Space robots face significant challenges in autonomously executing tasks under high perception/motion uncertainty, stringent kinematic constraints, and limited human intervention. Method: This paper proposes an extended AND/OR graph-based Task and Motion Planning (TMP) framework that incrementally constructs task logic via an AND/OR graph while tightly coupling real-time motion feasibility verification. The approach enables closed-loop iterative refinement between high-level task abstraction and low-level motion control. Contribution/Results: The framework supports dynamic environmental feedback, human-in-the-loop validation, and multi-path fault-tolerant decision-making—achieving robustness, controllable autonomy, and bounded flexibility. Evaluated on two benchmark scenarios using simulated mobile manipulators, it successfully handles complex uncertainties, demonstrating strong adaptability and practical utility for space robotics applications.

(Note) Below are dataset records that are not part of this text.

PR #520, opened 2024-08-21
More precise value analysis for "known integer or Vundef" results

xavierleroy:
This PR introduces a new abstract value `IU n`, standing for "either `Vint n` or `Vundef`".

It enables more precise value analysis of comparison and selection operators, which in turn enables more compile-time evaluation of these operators.

Example:
```
struct s { char c[4]; char d[2]; };

int f(void)
{ struct s x; return (x.c + 6 == x.d); }

int g(void)
{ struct s x; if (x.c + 6 == x.d) return 1; else return 0; }
```

The current CompCert optimizes `g` into `return 0`, but fails to optimize `f`, as the result of the pointer comparison can be Vundef, so its abstract value cannot be `I Int.zero`.

With this PR, the expression `x.c + 6 == x.d` is analyzed as `IU Int.zero`, and constant-propagated to the constant 0.  Hence, `f` and `g` produce the same `return 0;` code.

### DIFF
--- a/aarch64/ConstpropOp.vp
+++ b/aarch64/ConstpropOp.vp
@@ -23,7 +23,7 @@ Require SelectOp.
 
 Definition const_for_result (a: aval) : option operation :=
   match a with
-  | I n => Some(Ointconst n)
+  | I n | IU n => Some(Ointconst n)
   | L n => Some(Olongconst n)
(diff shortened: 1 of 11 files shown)


xavierleroy:
Note: we could further reduce `Uns p 0` to `IU Int.zero`, since 0 is the only 0-bit unsigned integer.  But this needs a bit of work on the lub operator.  I'll look into this later.

Issue #526, opened 2024-10-18
`make install` should install `.v` files and `.glob` files in addition to `.vo` files


JasonGross:
If compcert does not install `.v` and `.glob` files, the bug minimizer cannot minimize any bugs in projects that are built on top of compcert.

Note that `coq_makefile`-made makefiles install the .v and .glob files:
https://github.com/coq/coq/blob/5eedc0b094c7aff4b10e89c547dcb79e1cc672c3/tools/CoqMakefile.in#L396-L401

JasonGross:
I have created #527 for the .v file part.  I am not sure how to install the .glob files, as it seems they are not even fully generated by the makefile (different directories overwrite each others' .glob files it seems).  Why does compcert invoke `-dump-glob` explicitly rather than allowing coq to dump the glob file alongside the .v files?  This code dates back to the initial git import of compcert.

xavierleroy:
> Note that coq_makefile-made makefiles install the .v and .glob files:

I dodn't know about this convention.  Flocq doesn't install .glob files, for instance.

>  I am not sure how to install the .glob files, as it seems they are not even fully generated by the makefile (different directories overwrite each others' .glob files it seems).

I'd be surprised.  Some target-dependent modules have multiple implementations in different directories, but only one is compiled.

> Why does compcert invoke -dump-glob explicitly rather than allowing coq to dump the glob file alongside the .v files?

A long time ago, .glob files were not generated by default, so an explicit `-dump-glob <filename>.glob` was needed.  Putting the .glob files in a separate directory would reduce clutter.  But nowadays this is all moot, esp. since we now have much clutter to begin with (.vok, .vos, .aux, ...).

See #529 for a proposed fix.

JasonGross:
> > Note that coq_makefile-made makefiles install the .v and .glob files:
> 
> I dodn't know about this convention. Flocq doesn't install .glob files, for instance.
> 

Flocq seems to have [a separate `install-glob` target](https://gitlab.inria.fr/flocq/flocq/-/blob/master/Remakefile.in?ref_type=heads#L145-149).  But indeed the opam package does not install globs, I will prepare a PR

JasonGross:
> Some target-dependent modules have multiple implementations in different directories, but only one is compiled.

Ah, I see, that makes sense.  I was assuming things based just on the directory structure.



[...]

PR #527, opened 2024-10-18
install .v files alongside .vo files

JasonGross:
This is partial work towards #526, and should enable the bug minimizer to at least sometimes minimize files from compcert by reconstructing the .glob files.  I am not sure how to install the .glob files, as it seems they are not even fully generated by the makefile (different directories overwrite each others' .glob files it seems).


xavierleroy (approved):
Agreed.  Thanks!

PR #528, opened 2024-10-18
Add -ignore-menhir-version

JasonGross:
This will allow the opam package to stop patching configure

### DIFF
--- a/configure
+++ b/configure
@@ -30,6 +30,7 @@ clightgen=false
 install_coqdev=false
 ignore_coq_version=false
 ignore_ocaml_version=false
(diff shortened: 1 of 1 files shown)


xavierleroy:
I'm sorry but I'm not comfortable with using old versions of Menhir with CompCert.  Just update the OPAM package dependencies to require 20200624 or later.

JasonGross:
What about a version that is `-allow-unreleased-menhir` only?  This is so that the dev version of coq-compcert no longer needs to patch compcert to work with the dev version of menhir.

PR #529, opened 2024-10-21
Build `.glob` files at the default place and install them

xavierleroy:
See #526 for motivations.

- Build `.glob` files in the same directory as the source `.v` file (Coq default)
- Install `.glob` files along with `.vo` and `.v` files

Fixes: #526


JasonGross (approved):
Thank you!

Robot autonomy in space environments presents unique challenges, including high perception and motion uncertainty, strict kinematic constraints, and limited opportunities for human intervention. Therefore, Task and Motion Planning (TMP) may be critical for autonomous servicing, surface operations, or even in-orbit missions, just to name a few, as it models tasks as discrete action sequencing integrated with continuous motion feasibility assessments. In this paper, we introduce a TMP framework based on expanding AND/OR graphs, referred to as TMP-EAOG, and demonstrate its adaptability to different scenarios. TMP-EAOG encodes task-level abstractions within an AND/OR graph, which expands iteratively as the plan is executed, and performs in-the-loop motion planning assessments to ascertain their feasibility. As a consequence, TMP-EAOG is characterised by the desirable properties of (i) robustness to a certain degree of uncertainty, because AND/OR graph expansion can accommodate for unpredictable information about the robot environment, (ii) controlled autonomy, since an AND/OR graph can be validated by human experts, and (iii) bounded flexibility, in that unexpected events, including the assessment of unfeasible motions, can lead to different courses of action as alternative paths in the AND/OR graph. We evaluate TMP-EAOG on two benchmark domains. We use a simulated mobile manipulator as a proxy for space-grade autonomous robots. Our evaluation shows that TMP-EAOG can deal with a wide range of challenges in the benchmarks.